Issue #239, opened 2026-07-31
fix(skills): registry install persists the description as the skill body, discarding the real procedure


oxoxDev:
## Summary

Installing a skill from the registry gives the agent a one-line description instead of the procedure. The `## Steps` and `## Output` sections — the entire value of the skill — are discarded at install time.

## Problem

`install()` builds the persisted `SKILL.md` from client-supplied metadata, with the description doubling as the body:

```rust
// src/server/ops/skills.rs (~:230)
// The registry ships metadata only. Persist a real `SKILL.md` built from it
// (the description doubles as the body) so `EffectiveSkills::materialize`
// surfaces the skill to the agent instead of skipping a content-less delta.
let doc = skill_md(&name, &description, meta.category.as_deref(), &description);
```

The server already holds the full documents — `AppState::skill_registry` (`src/app/types.rs:388`), bodies preserved verbatim by `parse_skill_md` (`src/company/skill_file.rs:33`) — and the install handler never consults them. The root cause is that **install trusts client-supplied metadata** rather than resolving content from the server's own registry.

Steps to reproduce:

1. Install `competitor-scan` from the console registry.
2. Read the materialised `skills/<slug>/SKILL.md` in the agent's scratch tree.
3. The body is one sentence. The five-step procedure is gone.

Two adjacent defects compound it:

- The console's registry tab renders a **hardcoded 6-entry client array** (`frontend/src/lib/skills.ts:25`) instead of the live 14-skill registry, so what an operator can browse and what the backend can serve have already diverged.
- There is **no `version` field** anywhere — not in frontmatter, `SkillDoc`, `RegistrySkillGql`, or `SkillState`. Publisher is the constant `"OpenCompany"`. An installed skill cannot be pinned or updated.

## Solution

1. **Make install server-authoritative.** Add a `State<AppState>` extractor to `install()`; resolve the slug against the server's registry and persist the **full original document** (frontmatter + body verbatim) into `SkillState.custom_doc`. Registry content always wins over client metadata. If the registry is non-empty and lacks the slug, return `404` so typo'd installs fail loudly. Keep the client-meta fallback only when `skills_root` is `None` (platform-provisioned mode, where the registry has nothing to serve).
2. **Add a frontmatter renderer.** `render_skill_md(&SkillDoc) -> String` in `src/company/skill_file.rs`, reconstructing frontmatter and appending the body verbatim, with a parse→render→parse round-trip test.
[...]

Issue #237, opened 2026-07-31
feat(harness): surface the company workspace to agents as live read/write tools


oxoxDev:
## Summary

The company workspace — the shared note tree that is meant to be every agent's single source of truth — is invisible to every agent. An operator can create a "Brand voice" folder, fill it with the guidance all agents are supposed to follow, and no agent will ever read a word of it.

## Problem

`WorkspaceStore` (`src/ports/workspace.rs:46`) is real and well-built: ULID node ids, `[[wiki links]]`, seeded once from `companies/<name>/workspace/**` by `seed_workspace` (`src/runtime/builder.rs:1247`), persisted in `workspace_nodes` (`src/store/sqlite.rs:155`) across all three backends. The `agentic_software_company` template already ships `Playbooks/`, `Product/`, `Standards/`.

But it is referenced **only** by `src/runtime/builder.rs` and `src/server/ops/workspace.rs`. Nothing under `src/harness/` touches it. `build_agent` (`src/harness/build.rs:128`) wires memory, file, exec, MCP and orchestrator tools — and the only "files" an agent sees are its own private sandbox at `<workspace_root>/<company>/<agent>/workspace` (`build.rs:144-171`).

Two adjacent surfaces are disconnected the same way:

- Agent sandbox files are never bridged back into `WorkspaceStore`.
- Humans write facts via `POST {scope}/memory` (`src/server/ops/memory.rs:49`) into `FactStore`, which is **not** the store agents recall from (`src/harness/memory.rs:148`). The human-writes/agent-reads loop is broken in both directions.

Steps to reproduce:

1. Add a note under `Standards/` via the workspace REST API.
2. Ask any dispatched agent what that standard says.
3. The agent has no tool that can reach it and answers as if it does not exist.

This blocks any workflow premised on shared source-of-truth notes — brand voice, research findings, rate cards, playbooks.

## Solution

Three tools in a new `src/harness/workspace_tools.rs`, each holding `Arc<dyn WorkspaceStore>` + `CompanyId` and hitting the store **live at `execute()` time**:

- `workspace_list` — bounded path index (path, kind, id, `updated_at_millis` as revision token), optional `prefix` for subtree listing.
- `workspace_read` — by path or id, content capped (~64 KiB) with an explicit truncation marker.
[...]

Issue #188, opened 2026-07-30
feat(agents): OpenCompany agent toolbelt + capability tiers (metered OH-subset)


oxoxDev:
## Problem

When a task is dispatched to a roster agent (#186 / `run_task`), **what tools that agent actually has is undefined and inconsistent**. An OpenCompany agent is a **constrained, company-scoped, metered derivative** of an OpenHuman agent — never a superset — but nothing enforces that shape:

- The **hosted** build wires a near-empty `StubToolProvider` — the agent can narrate but can't actually do work.
- The **harness** (`openhuman`) build inherits OH's toolbelt with **no per-tier metering and no OC-specific filtering** — over-broad (raw browser, web-search, Node exec, recursive sub-agent delegation, skill execution) and uncapped.
- No capability tiers by company plan, no enforced delegation-depth cap, and memory recall is unwired (`src/harness/memory.rs` `OcMemory` is append-only, no vectors, `forget` is a no-op).

## Proposal

Define and enforce the OpenCompany agent toolbelt for dispatched agents:

1. **Curated OH-subset toolbelt (v1):** file / shell / code / web + media / composio (per-company bearer). **Stripped for v1:** raw browser, web-search, Node exec, **recursive sub-agent delegation (depth capped at 1 — "no re-delegation in v1")**, skill execution, raw memory-tree tool surface.
2. **Per-tier token metering** — the capability OC adds over OH: cap tool + model spend by company plan tier at the dispatch/tool boundary.
3. **Memory recall capability — in-pod, NO backend service.** OH's memory engine (the `tinycortex` crate) is an **unconditional dep** of `openhuman_core`, so it is **already compiled into any core-in-pod build** — just **never constructed** by OC today (OC instead wired a weaker parallel path: `OcMemory` append-only over `ContextStore` + an imagined remote `CortexClient`/`HttpCortexClient` that is inert). The engine is designed to be **embedded with compute injected** — "TinyCortex never makes a network call"; the host supplies embeddings/LLM. So the recall wiring is entirely in-pod:
   - Construct the engine via `memory_config_from(config, workspace)` pointed at the pod's `/data` workspace (local SQLite vectors/kv/entity + YAML vault + summary trees).
   - Inject OC's **existing** embedding + LLM providers through the seam adapters (`SeamEmbedder`, `SeamChatProvider`) — OC already calls the TH endpoint for these. Embedding **compute** is remote; the **vector index is stored locally** in the engine's SQLite.
[...]

PR #299, opened 2026-08-03
feat(harness): admit a scoped, metered web_search for the research skills (#238)

### LINKED ISSUE #238: feat(harness): admit scoped, metered web_search for research skills
## Summary

Three shipped skills instruct agents to research and cite sources, but no discovery tool exists. `web-research`, `seo-audit` and `competitor-scan` run on a toolbelt that cannot search — which invites fabricated URLs and citations.

## Problem

Agents hold `web_fetch`, `http_request`, `curl` and `image_info` (`src/harness/toolbelt.rs`), SSRF-guarded with a per-company allowlist. Those read a **known** URL. They cannot discover one.

`web_search`, `search` and `google_search` are pinned absent by a negative contract test (`src/harness/build.rs:811`), and the toolbelt comment defers them for exactly one recorded reason — *"search tools (need engine keys)"* (`src/harness/toolbelt.rs:38`).

The result is a live contradiction: `skills/web-research/SKILL.md` tells the agent to "search broadly; gather several independent sources" and cite them, on a belt with no way to do either.

Steps to reproduce:

1. Ask an agent to research a competitor's pricing.
2. It has no search tool, and the skill instructs it to cite sources.
3. It either declines or invents plausible URLs.

## Solution

Add a metered, company-scoped `web_search`, admitted **scoped, granted and metered** rather than by reopening the toolbelt.

1. **Citation-first signature**, inherited from OpenHuman's `web_search_tool` rather than written fresh. Input `{ query, max_results (default 5, cap 10), freshness? }`; output `[{ title, url, snippet, published?, source_domain }]` plus `{ provider, result_count }`. Results are wrapped in an explicit untrusted-data frame with snippets capped (~300 chars) to bound injection payload and token cost. Discovery and retrieval stay layered — search returns metadata only; page content still flows through the SSRF-guarded `web_fetch`.
2. **No new provider abstraction.** OpenHuman's `src/openhuman/search/engines/` already has one file per engine and owns the canonical `web_search_tool` slot. OpenCompany selects an engine; it does not implement one.
3. **Key model: adopt OpenHuman's, do not invent one.** OpenHuman already owns this problem — `src/openhuman/search/registry.rs` builds the tool surface from `Config.search`, with engines `managed` / `parallel` / `brave` / `querit` / `exa` / `disabled`. `managed` is **backend-proxied**, so there is no platform API key to hold, and a BYO engine with no key configured falls back to managed, making managed the effective default until a tenant saves one. `disabled` registers nothing, so search is absent from agent prompt context entirely.

   OpenCompany threads a per-company `Config.search` (engine plus optional BYO key) rather than adding an `OPENCOMPANY_SEARCH_*` credential of its own. This also means cost recovery should mirror **managed inference** — the backend charges, and OpenCompany recovers the amount the way `openhuman_usage_meta` already does — rather than a locally configured `price_per_call_usd`.
4. **Explicit grant; `*` does not confer it.** New `search` namespace beside media/composio, because each call spends real platform money. Added to `GATEABLE_NAMESPACES` so capability-tier budgets can shed it under spend pressure. Granted-but-uncredentialed wires nothing and warns (media's shape exactly).
5. **A paid call is never free.** New `SampleKind::SearchCall` (additive on `src/ports/usage.rs:36`) plus `src/metering/search.rs`. Reusing `OauthCall` is wrong twice: it hardcodes `cost_usd: 0.0` by design (`src/metering/oauth.rs:55`), and it would inflate the connected-accounts chart. `bucket_usage` learns a `searchCalls` counter, surfaced in the console Usage view.
6. **Loud cap, not silent.** Metering is a rear-view mirror, so the tool enforces a per-company daily call cap; over-cap returns a well-formed "search budget exhausted for today" error so the agent reports the constraint instead of fabricating.
7. **Surgical test edit.** Remove only `web_search` from the forbidden array at `build.rs:811`; keep `search`, `google_search` and every other deferred family pinned. Add mirror-image positive tests: `["*"]` + credentialed → absent; `["search"]` + config → present; `["search"]` + no config → absent.
8. **Close the contradiction from both ends.** The three skills name the tool ("discover with `web_search`, read with `web_fetch`") and gain a degradation clause: if search is unavailable, say so and work from operator-supplied URLs — **never fabricate citations**.

## Acceptance criteria

- [ ] `web_search` is wired only when the manifest grants `search` explicitly **and** a platform `SearchConfig` resolves; `["*"]` alone never wires it; granted-but-uncredentialed warns and wires nothing.
- [ ] Output is structured citations — title, url, snippet, published (when available), source domain — framed as untrusted third-party data with capped snippets.
- [ ] Every completed search records exactly one `SampleKind::SearchCall` with nonzero `cost_usd`; a failed search records nothing; the console Usage view shows a `searchCalls` counter and rolls cost into period totals.
- [ ] `build.rs:811` drops only `web_search`; all other deferred families stay pinned, with new positive tests covering the three gate states.
- [ ] The daily per-company cap is enforced and returns an explicit "budget exhausted" tool error, never a silent drop.
- [ ] `search` is in `GATEABLE_NAMESPACES` and sheds under capability-tier budget exhaustion.
- [ ] The three research skills name `web_search` and instruct graceful degradation with no fabricated citations.

## Notes and scope

**Signed off by the #188 owner on 2026-08-01 (see the decision comment below). No longer blocked.**

The argument that was accepted, for treating search differently from its fellow exclusions: browser was stripped for backend and attack surface, Node exec for arbitrary code under multi-tenancy, sub-agent spawn for budget bypass — all safety rationales. Search was deferred for one infrastructure reason, "need engine keys", and the managed-platform-credential pattern from #109 has since dissolved that blocker. Search is read-only, session-less, per-call-bounded, and strictly less dangerous than the paid media tools already admitted.

The honest counter-argument: v1 minimalism has intrinsic value, and every tool widens the injection surface operators must reason about.

Most contestable sub-decision, flagged for that review: individual searches do **not** park under `ApprovalPolicy` the way media and composio calls do. Five to ten approval clicks per research task would kill the feature; the explicit grant is the consent act and the daily cap is the boundary.

Residual risks stated plainly: the in-process cap resets on restart and does not span multi-process deployments (accepted for v1); SEO-poisoned snippets are a real injection carrier, mitigated by untrusted framing and truncation but not eliminated.

**Scope note:** adopting OpenHuman's search domain removes the provider trait, the engine implementation and the platform credential from this issue. What remains is OpenCompany-side: un-strip the tool from the deferred family, add the `search` namespace and its explicit grant, thread per-company `Config.search`, meter and cap, and update the three skills. Closer to **small-medium** than the medium originally estimated.

Ships opt-in. Making it default-on is a one-line follow-up gated on the same sign-off.

Scope: **small-medium** (revised down — see scope note above).

## Related

Revisits the web-search exclusion in #188 — **decided 2026-08-01, admitted**. Key model follows OpenHuman's `search.engine` (managed-by-default, BYO override); grant model follows the explicit-grant pattern of #110.

Coincides with any issue touching `src/harness/build.rs` or `HarnessDeps`.

### LINKED ISSUE #297: test: dispatched_desk_agent_tool_belt_is_pinned fails under --features openhuman,mcp,telegram
## Summary

`cargo test --features openhuman,mcp,telegram` fails one test on `main`: `dispatched_desk_agent_tool_belt_is_pinned`. No CI lane runs that feature combination, so it has been failing unseen.

## Problem

The assertion diff is exactly two entries — `mcp_registry_list_tools` and `mcp_registry_tool_call`. Both are pushed onto the tool belt unconditionally under `#[cfg(feature = "mcp")]`, while the test's own doc comment states it assumes `--features openhuman`. So enabling `mcp` alongside `openhuman` adds two tools the pin does not expect, and the pin fails.

Found while implementing #237 (workspace tools), on a branch that adds no tool to that belt — the diff contained no workspace tool at all, which is what identified it as pre-existing rather than introduced. Worth an independent confirmation on a clean `main` checkout before fixing, since it was observed from a feature branch.

## Why CI does not see it

`ci.yml` runs `cargo test` (default features) and `cargo test --features openhuman,tinycortex --lib`. Neither enables `mcp`. The gated job's comment explains the choice deliberately — one combination rather than a matrix, on the grounds that `tinycortex` adds no new compilation over `openhuman`. That reasoning is sound for compilation and does not hold for *behaviour*: `mcp` genuinely changes what the agent's tool belt contains.

This is the third instance of the same shape, after #288 (`--all-features` never compiles the test target) and #281 (no job builds the console). A green check is only evidence for the surface it actually exercises.

## Solution

Two parts:

1. Make the pin feature-aware so it asserts the right belt under each combination, rather than assuming one. Adding the two entries unconditionally would make the test wrong under plain `--features openhuman`, which is the combination CI actually runs — so the fix has to branch on `cfg(feature = "mcp")`, not just extend the array.
2. Decide whether a lane should exercise `openhuman,mcp,telegram`. That combination is what a full local build uses and what the tenant image ships, so nothing in CI currently tests the belt real deployments get.

## Coordination

The four-line fix touches the same pinned array that **#238** (scoped, metered `web_search`) will edit when it adds its tool. Whoever gets there first should take it; doing both separately guarantees a conflict in a five-line region. #237's author deliberately left it alone for that reason.

## Acceptance criteria

- [ ] Confirmed failing on a clean `main` checkout with `cargo test --features openhuman,mcp,telegram`
- [ ] The pin passes under `openhuman`, `openhuman,tinycortex`, and `openhuman,mcp,telegram`
- [ ] A CI lane covers the belt that shipped deployments actually build, or the decision not to is written down in `ci.yml` beside the existing rationale

Scope: **small** for the fix, **small-to-medium** including the CI lane.

oxoxDev:
## Summary

Adds `web_search` — the discovery tool the agent belt never had. Agents hold
`web_fetch` / `http_request` / `curl`, which read a URL they already have;
nothing could *find* one, while three shipped skills (`web-research`,
`seo-audit`, `competitor-scan`) instruct the agent to "search broadly" and cite
its sources. The only way to satisfy that instruction was to invent plausible
URLs.

The tool runs on the managed platform's backend-proxied search surface (the same
identity as managed inference), behind three gates: an **explicit** `search`
grant that a `*` wildcard never confers, a managed credential, and a
**per-company daily call cap** enforced before the request. Every completed
search records one priced `SampleKind::SearchCall` usage sample carrying the cost
the backend reported.

Also takes **#297** (see *API Or Behavior Changes*), because its four-line fix
edits the same pinned array this issue extends and doing them separately
guarantees a conflict.

`Closes #238`
`Closes #297`

### What I verified against the code before implementing

The issue's premise held up in the parts that matter and was wrong in two
places. Each is implemented the way the code supports, not the way the issue
proposed:

1. **The deferral reason was real and is gone.** `toolbelt.rs` deferred search
   for exactly one recorded reason — *"need engine keys"* — and OpenHuman's
   managed engine is backend-proxied, so there is no engine key to hold. The
   other deferred families (browser, Node exec, sub-agent spawn) were excluded
   for *safety* reasons that still hold; they stay pinned absent.
2. **`budget_usd_daily` really does enforce nothing.** Verified: stored on
   `ApprovalPolicy`, exposed by a getter, **zero call sites**. This PR does not
   fix that — see *Not fixed here*.
3. **The issue's approval decision was wrong in both directions.** It proposed a
   flat carve-out making individual searches never park. Half right:
   - Not parking under `supervised` is **correct, and load-bearing**. openhuman
     resolves a `RequireApproval` inline and never re-dispatches the call
     (documented in `harness::policy`), so parking a search is not "the operator
     approves it later" — it is "the search never happens", which leaves the
     agent in exactly the no-discovery state that makes it fabricate. Since
     `supervised` is the manifest default, a parked search would have shipped the
     feature dead.
   - A flat carve-out under **`readonly`** is wrong. That tier's whole contract
     is that nothing is spent, and a search spends. `web_fetch` — its sibling in
     the same research loop — is denied there; a *priced* discovery call has no
     business being more permissive than the free retrieval call it feeds.

   So the classifier grew a third bucket rather than a carve-out: `is_metered_read`
   ("reaches outside and costs money, but changes nothing") relaxes **only**
   `supervised`. `readonly` still denies via the ordinary external-effect path.
   All three modes are pinned by test, plus the operator escape hatch
   (`[policy].always_approve = ["web_search"]` overrides every tier, and the
   parked effect is projected as `Spend`, not the catch-all `Other`).
4. **The proposed `freshness` argument would not have worked.** The backend's
   declared body has no freshness parameter — OpenHuman had to *remove* an
   undeclared `timeoutSecs` field for that reason. A schema advertising a filter
   the backend never applies is worse than none: the agent believes it
   constrained the search and did not. Dropped; each result's `published` date is
   surfaced instead so the model can weigh recency itself.
5. **No per-tenant BYO engine key in v1.** A tenant Brave/Exa key is a secret and
   the manifest is not a secret store. Managed is the effective default upstream
   anyway (a BYO engine with no key falls back to it), so this ships the default
   and leaves the override to the console credential surface `composio` already
   uses.

### The approval-classification decision (the #237/#296 trap, re-decided)

`policy::is_external_effect` sees only a tool name. #296 added a read-only
carve-out for `workspace_list` / `workspace_read`; copying that shape here would
have been wrong, because those are free and a search is not. The rule the
existing arms actually encode is *free ⇒ waved through* (`media_list_models`,
`composio_list_*`) and *costs money ⇒ gated* (`media_generate_*`,
`composio_execute`). `web_search` sits on the money side, so it stays external —
and the new metered-read bucket relaxes only the tier where parking would be
useless rather than protective.

### Metering — what it enforces and what it does not

- **New `SampleKind::SearchCall`, not `OauthCall`.** `oauth_call_sample` hardcodes
  `cost_usd: 0.0` by design, and it is what mints the calls-by-provider chart
  whose *row count* is the connections KPI. Reusing it would have thrown away the
  only cost figure we have and reported a connected account the company never
  set up. Verified both by test.
- **Cost is recovered, not configured.** The backend reports `costUsd` per search
  and that is what lands in the sample, mirroring managed inference. A
  non-positive reported cost floors to the documented list price rather than
  zero — a completed *paid* call recorded free is the failure this feature exists
  to end.
- **What actually stops spend is the cap, not the meter.** Metering is a
  rear-view mirror. `[tools].search_daily_calls` (default 200, `0` pauses search
  without editing `allow`) is a per-company, UTC-day-bucketed reservation
  counter checked *before* the request. A reservation is refunded if the search
  never reached the backend, so an unreachable endpoint cannot burn a company's
  day. Over-cap returns a loud, specific error naming the ceiling and forbidding
  fabrication — never an empty result set, which is the shape that makes a model
  invent sources.
- **Honest limits.** The ledger is in-process: it resets on restart and does not
  span replicas. That is the v1 position the issue records. It is a ceiling on
  runaway spend, not an accounting boundary — the usage samples are the durable
  record.

### #297 — the pinned belt was failing unseen

`dispatched_desk_agent_tool_belt_is_pinned` fails under
`--features openhuman,mcp,telegram`: `build_agent` pushes two `mcp_registry_*`
tools unconditionally under `#[cfg(feature = "mcp")]`, and no CI lane ran that
combination — the one a full local build and the shipped tenant image both use.
Fixed by making the pin **feature-aware** (branching on the same `cfg` as the
wiring), not by extending the array, which would only have moved the failure onto
plain `--features openhuman` that CI does run. Reproduced on this branch by
disabling the new `cfg` block: the diff is exactly `mcp_registry_list_tools` +
`mcp_registry_tool_call`.

Also added a narrow CI step running the belt-contract module under
`openhuman,mcp,telegram` — #297's third acceptance criterion, and the third time
this shape has bitten (after #288 and #281). Deliberately scoped to that one
module rather than the whole suite, since the feature set is a fourth distinct
compile.

### Also worth knowing

- **No new Cargo feature.** `web_search` rides the plain `openhuman` harness
  feature, unlike `media` / `composio`. It needs only the always-compiled
  integrations client, and CI's gated lane builds `openhuman,tinycortex` — so the
  tool and its tests are actually compiled and run. Hiding a real-money surface
  behind a feature no CI job builds is how #288 / #281 / #297 each happened.
- **Ships opt-in.** `search` is deliberately **not** in the default
  `[tools].allow` list, unlike `media` / `composio`, per the #188 sign-off.
  Making it default-on is a one-word change.
- **Results are framed as untrusted.** Snippets are capped at 300 chars via
  OpenHuman's UTF-8-safe truncator, whitespace-flattened so a snippet cannot fake
  a numbered result entry, and wrapped in a fence carrying a per-call nonce (a
  page indexed yesterday cannot contain a token minted on this call). Discovery
  and retrieval stay layered: search returns metadata only; page content still
  flows through the SSRF-guarded `web_fetch`.
- **`GATEABLE_NAMESPACES` grows to 7.** `search` is uncapped under `unlimited`
  and denied by `free`/`starter`/`pro` unless opted into — the media/composio
  shape. Note a *token* budget on `search` is a blunt cross-subsidy gate; the real
  ceiling is the daily call cap, because a search costs money per call and no
  tokens at all.

### Not fixed here (found, deliberately left)

- **`budget_usd_daily` still enforces nothing.** Confirmed zero readers of the
  getter. Wiring a per-agent USD gate is a Control-pillar change of its own and
  would have been invisible inside this diff.
- **Approvals still do not resume.** A parked tool call records the verdict but is
  never re-dispatched, so under `supervised` the `web` namespace (`web_fetch`,
  `curl`, `http_request`) is effectively unusable today. That is pre-existing and
  is the reason the search classification matters; fixing it is separate work.
- **No per-tenant BYO engine key** and **no cross-replica cap** — both stated
  above with their reasons.

## Tests

Nothing here uses or requires a real search-provider key or inference
credential. The turn tests stub two loopback endpoints — a scripted
OpenAI-compatible `/chat/completions` for the model's choices, and the managed
backend's own `/agent-integrations/parallel/search` route — so the real harness
path runs end to end with only the network boundary faked.

New end-to-end turn tests (`harness::search_turn_test`), driving a real
`HarnessPool` / `build_agent` / `ApprovalPolicy` / `UsageMeter`:

- a real **supervised** turn searches, the citations reach the *model's* context,
  the managed bearer is presented, and exactly one priced sample lands in the
  meter the console reads;
- a turn past the daily cap is refused **without reaching the backend**, the
  refusal reaches the model, and nothing is metered;
- a `*`-granted turn is never offered the tool;
- a `readonly` desk is **denied** the call even though the tool is wired.

Plus unit coverage for the ledger (cap, UTC-day reset, per-company isolation,
refund, no-underflow, shared-handle semantics), credential redaction, argument
handling, rendering (fence nonce, snippet cap/flattening, empty-result honesty,
local result-count cap, domain derivation), the three build-time gate states,
the three policy modes, the sample shape, and the REST usage projection.

Commands run locally:

- [x] `cargo test`
- [x] `cargo test --features openhuman,tinycortex --lib` (the CI gated lane)
- [x] `cargo check --features openhuman,mcp,telegram`
- [x] `cargo test --features openhuman,mcp,telegram --lib harness::build::tests` (the new lane)
- [x] `cd frontend && npm ci && npm run typecheck && npm run build`

Two pre-existing failures outside this change were not touched:
`cargo check --all-features --all-targets` (two `E0034` in the sqlite store,
#288) and `clippy -D warnings` unscoped under harness features (promotes
`large_enum_variant` inside vendored `tinyagents`; scoped with `--no-deps` as CI
does).

## Documentation

- `docs/spec/runtime/manifest.md` — the `search` namespace: explicit-grant rule,
  managed credential, the daily call cap, why individual searches do not park,
  why `readonly` still denies, and why there is no `search` Cargo feature. The
  `[tools]` example now shows `search` and `search_daily_calls`.
- `skills/{web-research,seo-audit,competitor-scan}/SKILL.md` — each names
  `web_search` for discovery and `web_fetch` for reading, and gains an explicit
  degradation clause: if search is unavailable, say so and work from
  operator-supplied URLs — **never fabricate citations**.
- Module docs on `harness::search`, `harness::toolbelt` (search removed from the
  deferred list, with the reason), `harness::build`, `metering::search`, and the
  contract test explaining exactly which entry left the forbidden array and why.

### Coordination

- **#296** (`#237`, open) — touches `HarnessDeps`, `build_agent`, `policy.rs`,
  `build.rs` tests. Read its diff before writing this; same seam, additive
  fields/blocks, no logical conflict. Textual conflicts are likely in the
  `HarnessDeps` struct literals and the `build.rs` test module; both resolve by
  keeping both fields.
- **#294** (`#239`, open) — `skills_registry` on the same struct literals; same
  keep-both resolution.
- **#295** (`#281`, open) and **#292** (`#251`, open) — both edit `ci.yml`; this
  adds one step at the end of the `rust-gated` job.

## Summary by CodeRabbit

* **New Features**
  * Added opt-in web search with managed credentials and configurable daily call limits.
  * Search usage is metered separately and reported through the usage dashboard and API.
  * Capability status now displays search availability, grant status, credentials, and budget.
  * Added explicit search support to competitor, SEO, and web-research workflows.

* **Policy**
  * Search is allowed in supervised and full modes, but denied in read-only mode.
  * Search remains unavailable without an explicit grant and configured credentials.

* **Documentation**
  * Updated manifest and workflow guidance for search permissions, limits, citations, and fallback behavior.


oxoxDev:
@coderabbitai full review

oxoxDev:
@coderabbitai full review

oxoxDev:
@coderabbitai full review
^^^^^^^^
TASK DIRECTIONS |
From the material above, set down exactly the lines between the line holding "a numbered result" and the line holding "- a turn past", inclusive. Include nothing else.

EXPECTED ANSWER |
  a numbered result entry, and wrapped in a fence carrying a per-call nonce (a
  page indexed yesterday cannot contain a token minted on this call). Discovery
  and retrieval stay layered: search returns metadata only; page content still
  flows through the SSRF-guarded `web_fetch`.
- **`GATEABLE_NAMESPACES` grows to 7.** `search` is uncapped under `unlimited`
  and denied by `free`/`starter`/`pro` unless opted into — the media/composio
  shape. Note a *token* budget on `search` is a blunt cross-subsidy gate; the real
  ceiling is the daily call cap, because a search costs money per call and no
  tokens at all.

### Not fixed here (found, deliberately left)

- **`budget_usd_daily` still enforces nothing.** Confirmed zero readers of the
  getter. Wiring a per-agent USD gate is a Control-pillar change of its own and
  would have been invisible inside this diff.
- **Approvals still do not resume.** A parked tool call records the verdict but is
  never re-dispatched, so under `supervised` the `web` namespace (`web_fetch`,
  `curl`, `http_request`) is effectively unusable today. That is pre-existing and
  is the reason the search classification matters; fixing it is separate work.
- **No per-tenant BYO engine key** and **no cross-replica cap** — both stated
  above with their reasons.

## Tests

Nothing here uses or requires a real search-provider key or inference
credential. The turn tests stub two loopback endpoints — a scripted
OpenAI-compatible `/chat/completions` for the model's choices, and the managed
backend's own `/agent-integrations/parallel/search` route — so the real harness
path runs end to end with only the network boundary faked.

New end-to-end turn tests (`harness::search_turn_test`), driving a real
`HarnessPool` / `build_agent` / `ApprovalPolicy` / `UsageMeter`:

- a real **supervised** turn searches, the citations reach the *model's* context,
  the managed bearer is presented, and exactly one priced sample lands in the
  meter the console reads;
- a turn past the daily cap is refused **without reaching the backend**, the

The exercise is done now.